Theoretical contribution: First utilization of martingale structure to construct MMD test with standard Gaussian null distribution
Practical value: Significantly reduces computational cost while maintaining good statistical performance
Extensibility: Framework extends to multi-kernel settings and more general statistic families

Limitations

Theoretical limitations:
- Median heuristic bandwidth selection lacks theoretical support
- Minimax optimality for γ > 1/2 remains undetermined
Practical limitations:
- Still requires O(n²) computational complexity
- Power slightly lower than standard MMD in some settings

Future Directions

Theoretical extensions:
- Theoretical guarantees for data-dependent kernels
- Applicability to more general kernel functions
- Complete characterization of minimax optimality
Method improvements:
- Integration with kernel approximation techniques to reduce complexity
- Extension to independence testing
- Applications to distance-based testing

In-Depth Evaluation

Strengths

Strong novelty: Martingale perspective represents a novel contribution to MMD research
Theoretical rigor: Complete asymptotic theory including Berry-Esseen type convergence rates
High practical value: Addresses the computational bottleneck of MMD testing
Comprehensive experiments: Full assessment from theoretical verification to real applications
Clear presentation: Good balance between technical details and intuitive explanation

Weaknesses

Theoretical gaps: Incomplete theoretical analysis of data-dependent bandwidth
Power loss: Power is indeed lower than standard MMD in some cases
Limited scope: Primarily validated on Euclidean spaces
Computational complexity: Still O(n²), no fundamental improvement achieved

Impact

Academic value: Provides new perspective for MMD theory, potentially inspiring more martingale-based methods
Practical value: Directly applicable to large-scale two-sample testing tasks
Reproducibility: Method is simple and clear, easy to implement and verify
Extensibility: Framework has good potential for extension

Applicable Scenarios

Large-scale data: Computational efficiency advantages are pronounced
High-dimensional data: Dimension-independent null distribution property is advantageous
Real-time applications: Avoids computational demands of permutation testing
Multi-kernel scenarios: mmMMD has advantages when kernel selection is uncertain

References

Gretton, A., et al. (2012a). A kernel two-sample test. JMLR, 13(1), 723-773.
Shekhar, S., Kim, I., & Ramdas, A. (2022).
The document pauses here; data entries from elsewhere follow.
PR #864, opened 2023-03-09
Make check for all bold heading consistent with re-wrap

70ray:
Both now allow multi-line headings and sub-headings (previously a multi-line all-bold heading was not marked as an error but the re-wrap still interpreted it as a heading.

This fixes task 2038 https://www.pgdp.net/c/tasks.php?action=show&task_id=2038

The test for an all-bold heading error revised to have a two-line heading.

unused styles removed.

Known bugs (mishandling <tb> in re-wrap) and dubious features (guessing what is a section heading) are still present.

Sandbox at: https://www.pgdp.org/~rp31/c.branch/bold_heading1

### DIFF
--- a/tools/proofers/preview.js
+++ b/tools/proofers/preview.js
@@ -64,6 +64,79 @@ function removeTrail(txt) {
     return txt;
 }
 
+const blockType = {
+    PARA: 0,
+    SECHEAD: 1,
+    SUBHEAD: 2,
+    HEAD: 3,
+    CONTINUATION: 4,
+};
+
+// split bText into blocks surrounded by blank lines
+// and process them by function procBlock
+function blockSplit(bText, procBlock) {
+    // find the number of blank lines preceding the block
+    // at beginning of page assume just past a single \n and thus in a paragraph
+    let prevEnd = -1;
+    // start is first non \n character
+    let beginRegex = /./g;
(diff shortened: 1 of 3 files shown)


tools/proofers/preview.js
```diff
@@ -64,6 +64,79 @@ function removeTrail(txt) {
...
+};
+
+// split bText into blocks surrounded by blank lines
+// and process them by function procBlock
+function blockSplit(bText, procBlock) {
+    // find the number of blank lines preceding the block
+    // at beginning of page assume just past a single \n and thus in a paragraph
+    let prevEnd = -1;
+    // start is first non \n character
+    let beginRegex = /./g;
```
chrismiceli, line 82: in general, I put regular expressions outside functions to avoid them getting parsed and compiled every function invocation since that can be expensive. Obviously this doesn't apply if you are using some of the instance fields of a regular expression like lastIndex.

chrismiceli (approved):

tools/proofers/preview.js
70ray: Good plan. blockSplit only gets called once or twice per invocation of preview so it won't make much difference in this case.

srjfoo (approved):

PR #866, opened 2023-03-20
fix demo splitter jump

70ray:
run code after page competely loaded rather than when DOM loaded which jquey $() does.

The split demonstations [https://www.pgdp.org/~rp31/c/SETUP/tests/manual_web/split_test/vertical_horizontal_split_flex.php](url) and [https://www.pgdp.org/~rp31/c/SETUP/tests/manual_web/split_test/switchable_split.php](url) showed a jump on the horizontal scroll bar when first loaded. Apparently because the splitter code measured the height of the pane before the flex layout had completed.

### DIFF
--- a/SETUP/tests/manual_web/split_test/switchable_split.js
+++ b/SETUP/tests/manual_web/split_test/switchable_split.js
@@ -1,5 +1,5 @@
 /* global $ splitControl */
-$(function () {
+window.addEventListener("load", () => {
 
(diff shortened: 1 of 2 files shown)


chrismiceli (approved):
This isn't something we'd have to worry about in any usages in pgdp right?

I wonder if we could get off jquery in most instances one day.

70ray:
Something is wrong.

PR #868, opened 2023-03-25
Check Special day ID

70ray:
for allowed characters or starts with Birthday or Otherday.

Addresses task https://www.pgdp.net/c/tasks.php?task_id=2050

Sandbox at: https://www.pgdp.org/~rp31/c.branch/birth_other_day

### DIFF
--- a/pinc/misc.inc
+++ b/pinc/misc.inc
@@ -541,7 +541,7 @@ function startswith($subject, $prefix)
 }
 
 function startswithnocase($subject, $prefix)
-// Return TRUE iff $subject starts with $prefix.
+// Return TRUE iff $subject starts with $prefix ignoring case.
 {
     return (strncasecmp($subject, $prefix, strlen($prefix)) == 0);
 }
--- a/pinc/misc.inc
+++ b/pinc/misc.inc
@@ -540,6 +540,12 @@ function startswith($subject, $prefix)
     return (strncmp($subject, $prefix, strlen($prefix)) == 0);
 }
 
+function startswithnocase($subject, $prefix)
+// Return TRUE iff $subject starts with $prefix.
+{
+    return (strncasecmp($subject, $prefix, strlen($prefix)) == 0);
+}
+
 function endswith($subject, $suffix)
 // Return TRUE iff $subject ends with $suffix.
 {
--- a/tools/site_admin/manage_special_days.php
+++ b/tools/site_admin/manage_special_days.php
@@ -33,15 +33,19 @@ if ($action == 'update_oneshot') {
 
         $spec_code = trim($_POST['spec_code']);
 
-        if ((strlen($spec_code) < 1) || (preg_match("/[^A-Za-z0-9. -]/", $spec_code) === 1)) {
-            $errmsgs .= _("Please enter a Special Day Code. Allowable characters are alphanumeric characters and the period, hyphen or space.") . "<br>";
-        } elseif ((startswithnocase($spec_code, "Otherday")) || (startswithnocase($spec_code, "Birthday"))) {
-            $errmsgs .= _('The ID cannot start with "Otherday" or "Birthday".') . "<br>";
-        }
-
         $source = new SpecialDay($spec_code);
-        if (!isset($_POST['editing']) && !$source->new_source) {
-            $errmsgs .= _('A Special Day with this ID already exists. Please choose a different ID for this event.') . "<br>";
+
+        if (!isset($_POST['editing'])) {
+            // we are creating a new special day
+            if (!$source->new_source) {
+                $errmsgs .= _('A Special Day with this ID already exists. Please choose a different ID for this event.') . "<br>";
+            } else {
+                if ((strlen($spec_code) < 1) || (preg_match("/[^A-Za-z0-9. -]/", $spec_code) === 1)) {
+                    $errmsgs .= _("Please enter a Special Day Code. Allowable characters are alphanumeric characters and the period, hyphen or space.") . "<br>";
+                } elseif ((startswithnocase($spec_code, "Otherday")) || (startswithnocase($spec_code, "Birthday"))) {
+                    $errmsgs .= _('The ID cannot start with "Otherday" or "Birthday".') . "<br>";
+                }
+            }
         }
 
         // validate the numeric fields
--- a/tools/site_admin/manage_special_days.php
+++ b/tools/site_admin/manage_special_days.php
@@ -33,14 +33,19 @@ if ($action == 'update_oneshot') {
 
         $spec_code = trim($_POST['spec_code']);
 
-        $source = new SpecialDay($spec_code);
-
-        if (!isset($_POST['editing']) && !$source->new_source) {
-            $errmsgs .= _('A Special Day with this ID already exists. Please choose a different ID for this event.') . "<br>";
-        }
-
         if (strlen($spec_code) < 1) {
             $errmsgs .= _("A value for Special Day ID is required. Please enter one.") . "<br>";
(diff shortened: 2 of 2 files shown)


tools/site_admin/manage_special_days.php
```diff
@@ -33,16 +33,21 @@
...
 
-        $source = new SpecialDay($spec_code);
+        if (strlen($spec_code) < 1) {
+            $errmsgs .= _("A value for Special Day ID is required. Please enter one.") . "<br>";
+        } elseif (preg_match("/[^A-Za-z0-9. -]/", $spec_code) === 1) {
+            $errmsgs .= _('The code must contain only alphanumeric characters . - or space.') . "<br>";
+        } elseif (startswith($spec_code, "Otherday")) {
+            $errmsgs .= _('The ID cannot start with "Otherday".') . "<br>";
+        } elseif (startswith($spec_code, "Birthday")) {
+            $errmsgs .= _('The ID cannot start with "Birthday".') . "<br>";
```
srjfoo, line 43: This check should probably be case insensitive.

tools/site_admin/manage_special_days.php
```diff
@@ -33,16 +33,21 @@
 
         $spec_code = trim($_POST['spec_code']);
 
-        $source = new SpecialDay($spec_code);
+        if (strlen($spec_code) < 1) {
+            $errmsgs .= _("A value for Special Day ID is required. Please enter one.") . "<br>";
+        } elseif (preg_match("/[^A-Za-z0-9. -]/", $spec_code) === 1) {
+            $errmsgs .= _('The code must contain only alphanumeric characters . - or space.') . "<br>";
```
srjfoo, line 39: Should the form field be a required field, with "Please enter a Special Day Code. Allowable characters are alphanumeric characters and the period, hyphen or space." as the error message if an attempt to create an empty special code is made, or one with bad characters? (I realize you just moved the existing check -- but this wouldn't be the first time we've updated a form to require fields.)

srjfoo (changes requested):

tools/site_admin/manage_special_days.php
```diff
@@ -33,16 +33,21 @@
 
         $spec_code = trim($_POST['spec_code']);
 
-        $source = new SpecialDay($spec_code);
+        if (strlen($spec_code) < 1) {
+            $errmsgs .= _("A value for Special Day ID is required. Please enter one.") . "<br>";
+        } elseif (preg_match("/[^A-Za-z0-9. -]/", $spec_code) === 1) {
```
cpeel, line 38: We only want to do this validation for new entries, not for existing entries. This is most important for other sites which might have already created some special days with these characters in them.

cpeel (commented):
This is not from your change, but it's incredibly confusing that the validation is happening outside the class and we "pass in" `$errmsgs` to the class as a global and if it is set to something we output and die. BUT that's something we should fix another day/time/PR.

70ray:
Why don't we automatically generate a unique ID for new special days like we do for new projects? This would avoid the user having to devise it and could avoid "Birthday" etc.

cpeel:
> Why don't we automatically generate a unique ID for new special days like we do for new projects?

I don't know why the "choose your own primary key" was chosen as an implementation. It should really be an auto-incrementing integer but that's going to be a huge change and I don't think the churn is worth the effort.

srjfoo:
> > Why don't we automatically generate a unique ID for new special days like we do for new projects?
> 
> I don't know why the "choose your own primary key" was chosen as an implementation. It should really be an auto-incrementing integer but that's going to be a huge change and I don't think the churn is worth the effort.

As Casey said. We've definitely bemoaned the user-defined unique ID, but changing it at this point would involve fixing at a minimum the `projects` table entries for all projects with special days, and the `queue_defns` table. Realistically, we don't create that many new special days, except in testing, but it's reasonable to prevent those sorts of things from happening in the future. It would also affect anyone who is using our code (though I wouldn't use that as an excuse not to change it if there were really good reasons to go ahead with it.

srjfoo:
> > > > Why don't we automatically generate a unique ID for new special days like we do for new projects?
> > > 
> > > 
> > > I don't know why the "choose your own primary key" was chosen as an implementation. It should really be an auto-incrementing integer but that's going to be a huge change and I don't think the churn is worth the effort.
> > 
> > 
> > As Casey said. We've definitely bemoaned the user-defined unique ID, but changing it at this point would involve fixing at a minimum the `projects` table entries for all projects with special days, and the `queue_defns` table. Realistically, we don't create that many new special days, except in testing, but it's reasonable to prevent those sorts of things from happening in the future. It would also affect anyone who is using our code (though I wouldn't use that as an excuse not to change it if there were really good reasons to go ahead with it.
> 
> I would not have thought this would be necessary since if the Id is just a string of characters it would not affect how any exising ids are used. But it could be more trouble than it's worth to change to automatically generated ids.

I was assuming that converting to autogenerated IDs would mean that all existing IDs would need to be converted and the field type changed. If that were the case, the IDs used in the `projects` and `queue_defns` tables would have to be updated to use the new IDs.

70ray:
Looking at what would be involved in auto-generating it.

70ray:
> > Looking at what would be involved in auto-generating it.
> 
> It just occurred to me that whatever treatment special days gets should also be applied to image sources (though probably in a different PR).
> 
> I still have my doubts about converting to auto-generating the unique IDs because of the potential effect it would have on any other person/group/site using the code.

I looked at re-writing it as Casey mentioned above, which would be quite a large change. There could be a case that using an API to edit/add a new special day would simplify it because after submitting faulty data you would not have to re-draw the form with the faulty data since it would persist in the client, but just show the error messages.

The code for image sources is very similar to special days.

Perhaps best just to make the change we first thought of for now.

tools/site_admin/manage_special_days.php
70ray: Or perhaps leave out this check.

cpeel:
I agree that the approach in this PR is the easiest lift right now. We still need the code to do this additional validation only on adding a new special day, not editing an existing one. Right now, your code does not allow a user to edit the existing `$Day` special day on TEST, for instance.

70ray:
> I agree that the approach in this PR is the easiest lift right now. We still need the code to do this additional validation only on adding a new special day, not editing an existing one. Right now, your code does not allow a user to edit the existing `$Day` special day on TEST, for instance.

Yes, I noticed that after reading your earlier comment. The logic of how this works seemed very confusing, so I did not make any progress but I'll have another look at it.

70ray:
It should now be possible to edit exising special days with bad characters or Birthday.

There is a peculiarity which was there before: if you try to create a new special day but enter an already existing id then you are advised to choose a different one but the field is not then editable and it behaves as if you are editing the pre-existing special day. So you have to close the page and start again.

pinc/misc.inc
```diff
@@ -540,6 +540,12 @@ function startswith($subject, $prefix)
     return (strncmp($subject, $prefix, strlen($prefix)) == 0);
 }
 
+function startswithnocase($subject, $prefix)
+// Return TRUE iff $subject starts with $prefix.
```
cpeel, line 544: `// Return TRUE iff $subject starts with $prefix ignoring case`

cpeel (approved):
Minor update to comment but LGTM.

> There is a peculiarity which was there before

Yeah, not too worried about that since this is existing behavior.

pinc/misc.inc
70ray: done this.

srjfoo (approved):
The sandbox you linked to in the PR is broken for me, but I was able to create one from this branch and confirm that everything works as it should. Not sure what happened to your sandbox, since you did mention later that you'd updated it.

PR #869, opened 2023-03-26
Finish abstracting dpsession API

cpeel:
Finish the dpsession API abstraction so `dpsession.inc` contains the full set of functions that need to be implemented. This has no functional changes but it's a pattern I want to use elsewhere and decided it would be best if this "reference implementation" was complete.

Testable in the [finish-session-abstraction](https://www.pgdp.org/~cpeel/c.branch/finish-session-abstraction/) sandbox. 

Testing suggestion:
* Logging in and logging out works as expected
* Getting a page for proofreading (starting to proofread a page) works -- this calls the `dpsession_page_set()` code.

---

Aside: Unfortunately PHP doesn't support a way to "override" or replace a function once it has been defined (like Python and other languages do) which is why this was implemented like this a long time ago. I've not been able to find a better PHP way to do this kind of abstraction.

I had hoped [namespaces](https://www.php.net/manual/en/language.namespaces.php) might work -- define each implementation in its own namespace and then just set which namespace you want the functions called from -- but I can't figure out how to make that work either because the `use` syntax [cannot be inside a block definition](https://www.php.net/manual/en/language.namespaces.importing.php#language.namespaces.importing.scope), eg:
```php
// namespaces implement the full API so no need for wrappers
if ($use_php_sessions) {
    use DProofreaders\Sessions\PHPSession;
} else {
    use DProofreaders\Sessions\Cookies;
}
```

Instead of using the an implementation pattern of "functions must be named with a trailing `_`" we could use namespaces still eg:
```php
namespace DProofreaders\Sessions\PHPSession;
function dpsession_begin() {
}
```
then
```php
include_once($relPath.'dpsession_via_php_sessions.inc');
include_once($relPath.'dpsession_via_cookies.inc');

if ($use_php_sessions) {
    $session_namespace = "DProofreaders\\Sessions\\PHPSession";
} else {
    $session_namespace = "DProofreaders\\Sessions\\Cookies";
}

function dpsession_begin($userID) {
    $func = "$session_namespace\\dpsession_begin";
    $func($userID);
}
```
But that doesn't seem like it's particularly better.

This isn't particularly important for this sessions code but as I said, I am wanting to use this pattern elsewhere.

Open to ideas on ways to make this "pluggable" in a better way.

### DIFF
--- a/pinc/dpsession.inc
+++ b/pinc/dpsession.inc
@@ -18,11 +18,20 @@
 //     End a session. (The user has logged out.)
 //
 // Page-info...
-// dpsession_page_set($info)
-// dpsession_page_end()
-// dpsession_page_is_set()
-// dpsession_page_get()
+//     dpsession_page_set($info)
+//     dpsession_page_end()
+//     dpsession_page_is_set()
+//     dpsession_page_get()
+//
+// This API is an abstraction around two implementations:
+// * Sessions
+// * Cookies
+//
+// The implementations are controlled by conditionally including one of two
+// PHP files that implement the desired API functions with names that end
+// in an underscore, eg: dpsession_begin_().
 
+global $pguser;
 $pguser = null;
 
 include_once($relPath.'site_vars.php');
@@ -70,6 +79,39 @@ function dpsession_resume()
 
     return $user_is_logged_in;
 }
+
+function dpsession_end()
+{
+    dpsession_end_();
+}
+
+// -----------------------------------------------------------------------------
+
+// The 'debouncer' cookie...
+
+function dpsession_page_set($info)
+{
+    dpsession_page_set_($info);
+}
+
+function dpsession_page_end()
+{
+    dpsession_page_end_();
+}
+
+function dpsession_page_is_set()
+{
+    return dpsession_page_is_set_();
+}
+
+function dpsession_page_get()
+{
+    return dpsession_page_get_();
+}
+
+// XXXXXXXXXXXXXXXXXXXXXXXXXXXXXXXXXXXXXXXXXXXXXXXXXXXXXXXXXXXXXXXXXXXXXXXXXXXXX
+
+// Helper functions that aren't part of the dpsession API.
 
 function _update_user_activity_time($update_login_time_too)
 {
--- a/pinc/dpsession_via_cookies.inc
+++ b/pinc/dpsession_via_cookies.inc
@@ -37,7 +37,7 @@ function dpsession_resume_()
     return true;
 }
 
-function dpsession_end()
+function dpsession_end_()
 {
     user_cookie_disable();
 }
@@ -46,22 +46,22 @@ function dpsession_end()
 
 // The 'debouncer' cookie...
 
-function dpsession_page_set($info)
+function dpsession_page_set_($info)
 {
     local_send_cookie("debouncer", $info);
 }
 
-function dpsession_page_end()
+function dpsession_page_end_()
 {
     local_send_cookie("debouncer", "");
 }
 
-function dpsession_page_is_set()
+function dpsession_page_is_set_()
 {
     return isset($_COOKIE['debouncer']);
 }
 
-function dpsession_page_get()
+function dpsession_page_get_()
 {
     return $_COOKIE['debouncer'];
 }
--- a/pinc/dpsession_via_php_sessions.inc
+++ b/pinc/dpsession_via_php_sessions.inc
@@ -48,7 +48,7 @@ function dpsession_resume_()
     }
 }
 
-function dpsession_end()
+function dpsession_end_()
 {
     session_unset();
     session_destroy();
@@ -58,22 +58,22 @@ function dpsession_end()
 
 // The 'debouncer' variable
 
-function dpsession_page_set($info)
+function dpsession_page_set_($info)
 {
     $_SESSION['debouncer'] = $info;
 }
 
-function dpsession_page_end()
+function dpsession_page_end_()
 {
     $_SESSION['debouncer'] = null;
 }
 
-function dpsession_page_is_set()
+function dpsession_page_is_set_()
 {
     return isset($_SESSION['debouncer']);
 }
 
-function dpsession_page_get()
+function dpsession_page_get_()
 {
     return $_SESSION['debouncer'];
 }


chrismiceli:
This is over my php head so I will defer unfortunately. Does it make sense to allow cookies for the API? then you could just do a check for the cookie, if not present, fallback to api tokens. Kind of wonky though, but would allow 1 auth strategy to work for API and the site.

70ray:
I also do not understand this high-level stuff (i.e. a long way from assembly language). Could you point us to some documentation about what is going on with sessions so we can better understand it? I saw the code in proof_frame.php which uses these functions but, since the comments mention Firefox 1.0.4, had assumed it was intended to fix a problem in the distant past which we do not need to worry about any more. But this seems not to be the case.

cpeel:
There is no good documentation of this stuff. Basically we have 2 ways for the code to manage sessions that the site admin can set when configuring the code:
* PHP Sessions
* Cookies

Since at least 2007 we've been using PHP sessions and I'm not sure if the site has ever used the cookie method. What should probably happen is that we remove sessions-via-cookie support from the code, but before we do that I would want to do a DP release with a warning in it and then remove it.

Only tangentially related this code also includes functions to support the "debouncer" which is the bit in proof_frame that references Firefox 1.x. As the huge code block there indicates, it's more than a little unclear on what edgecase this code use to support and if it's still needed. However, the "debouncer" functions to set/store the page info are very lightweight.

srjfoo:
> Since at least 2007 we've been using PHP sessions and I'm not sure if the site has ever used the cookie method. What should probably happen is that we remove sessions-via-cookie support from the code, but before we do that I would want to do a DP release with a warning in it and then remove it.

Like the others, I don't know enough to have an opinion on the design. The above quote jumped out at me, though. If you did not have to worry about the sessions-via-cookie part of the code, how significantly would it simplify the code? If you proceed with support for both at this point, are you going to then want to rip it out at a later point? Are there good reasons to continue to support sessions-via-cookies?

srjfoo:
Logging out and in went okay; checking out a page went okay, but running WC raised this notice:
> **Notice**: tempnam(): file created in the system's temporary directory in **/home/cpeel/public_html/c.branch/finish-session-abstraction/pinc/wordcheck_engine.inc** on line **243**

windymilla:
@cpeel - just checking I understand...

Previously, wherever you wanted to use a function like `dpsession_end` you would include `dpsession.inc` and (due to the conditional include in that file) you would either get the version of `dpsession_end` that works with php sessions or the one that works with cookies, but both of those were called `dpsession_end`.
What you have done is make it so that there is just one version of `dpsession_end`. It calls `dpsession_end_` (with the trailing underscore) and it is this latter routine that exists in two forms.
So, the convention that you are making is that if you have a function that similarly needs to exist in two forms with the same name, then that name should end with a trailing underscore?

You wrote
> Aside: Unfortunately PHP doesn't support a way to "override" or replace a function once it has been defined
Presumably (almost complete ignorance on my part) using a derived class and overriding methods is not possible/appropriate in this case?

cpeel:
> If you did not have to worry about the sessions-via-cookie part of the code, how significantly would it simplify the code?

A bit, but not a lot. Basically we would replace `dpsession.inc` with `dpsession_via_php_sessions.inc` and delete `dpsession_via_cookies.inc`. The changes I'm suggesting wouldn't be hard to toss out later.

> Are there good reasons to continue to support sessions-via-cookies?

No, and I suspect that the code wouldn't work without PHP sessions to begin with as there are _many_ places we use `$_SESSION`. I'm totally on-board with removing the cookies-based session support, but I want to do one last release with it in and have a changelog message that it will be removed.

> Logging out and in went okay; checking out a page went okay, but running WC raised this notice:

Hmmmm. I can't see how that is related to my code changes -- does it happen with the main TEST site too?

> So, the convention that you are making is that if you have a function that similarly needs to exist in two forms with the same name, then that name should end with a trailing underscore?

That is correct, but note that it is not a new convention as the code does this already for `dpsession_begin()` and `dpsession_resume()`, I'm just extending it to the other functions. (see https://github.com/DistributedProofreaders/dproofreaders/blob/master/pinc/dpsession.inc#L38)

> Presumably (almost complete ignorance on my part) using a derived class and overriding methods is not possible/appropriate in this case?

PHP *does* let you override class methods in an [inherited class](https://www.php.net/manual/en/language.oop5.inheritance.php) so we could convert this into an OO-based design using a singleton or static pattern, something like:
```php
class DPSessionBase
{
    public static function begin($info) {
    }

    public static function resume() {
    }

    public static function end() {
    }
}

class PHPSessions extends DPSessionBase
{
    public static function begin($info) {
    }
}

class CookieSessions extends DPSessionBase
{
    public static function begin($info) {
    }
}
```

Then conditionally instantiate an object:
```php
if ($use_php_sessions) {
    $sessionManager = new PHPSessions()
} else {
    $sessionManager = new CookieSessions()
}

$sessionManager::begin($info);
```

That does feel like a much cleaner design. I'm not sure moving the session code to this makes sense if we're going to delete the cookie-based method later (to Sharon's point above about effort vs rip-out).

If the "use an OO inheritance pattern" feels like the better approach I am happy to close this PR as WONTDO since we'll be deleting the cookie part in ~6 months. But this does give me the pattern that I want to use in another spot.

Relatedly, I created https://github.com/DistributedProofreaders/dproofreaders/pull/871 to log when we hit the debouncer with the thought that it probably isn't used and we can remove it. This will let us confirm that.

windymilla (approved):

srjfoo:
> > Logging out and in went okay; checking out a page went okay, but running WC raised this notice:
> 
> Hmmmm. I can't see how that is related to my code changes -- does it happen with the main TEST site too?

As a matter of fact, yes, it does. But I don't remember seeing it in earlier testing. So, when and why did it start?

srjfoo (approved):

70ray:
> Logging out and in went okay; checking out a page went okay, but running WC raised this notice:
> 
> > **Notice**: tempnam(): file created in the system's temporary directory in **/home/cpeel/public_html/c.branch/finish-session-abstraction/pinc/wordcheck_engine.inc** on line **243**

I seem to remember coming across this message when I was making a wordcheck api. The directory $aspell_temp_dir should be created in processtext.php so perhaps it is not getting created for some reason.

70ray:
> Logging out and in went okay; checking out a page went okay, but running WC raised this notice:
> 
> > **Notice**: tempnam(): file created in the system's temporary directory in **/home/cpeel/public_html/c.branch/finish-session-abstraction/pinc/wordcheck_engine.inc** on line **243**

I deleted the directory /tmp/sp_check. Then the notice goes away.

cpeel:
I've opened https://github.com/DistributedProofreaders/dproofreaders/pull/875 to update the changelog so we announce sessions-via-cookies is deprecated. After we cut the next release in ~6 months we can delete the related code and this abstraction implementation.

A permutation-free kernel two-sample test. NeurIPS, 35, 18168-18180.
Li, T. & Yuan, M. (2024). On the optimality of Gaussian kernel based nonparametric tests against smooth alternatives. JMLR, 25(334), 1-62.
Fan, X. & Shao, Q. M. (2018). Berry–Esseen bounds for self-normalized martingales. Communications in Mathematics and Statistics, 6(1), 13-27.

Summary: This is a high-quality theoretical statistics paper that provides a novel solution to the classical MMD testing problem through clever identification of martingale structure. The theoretical contributions are solid, experimental validation is comprehensive, and it possesses significant academic and practical value.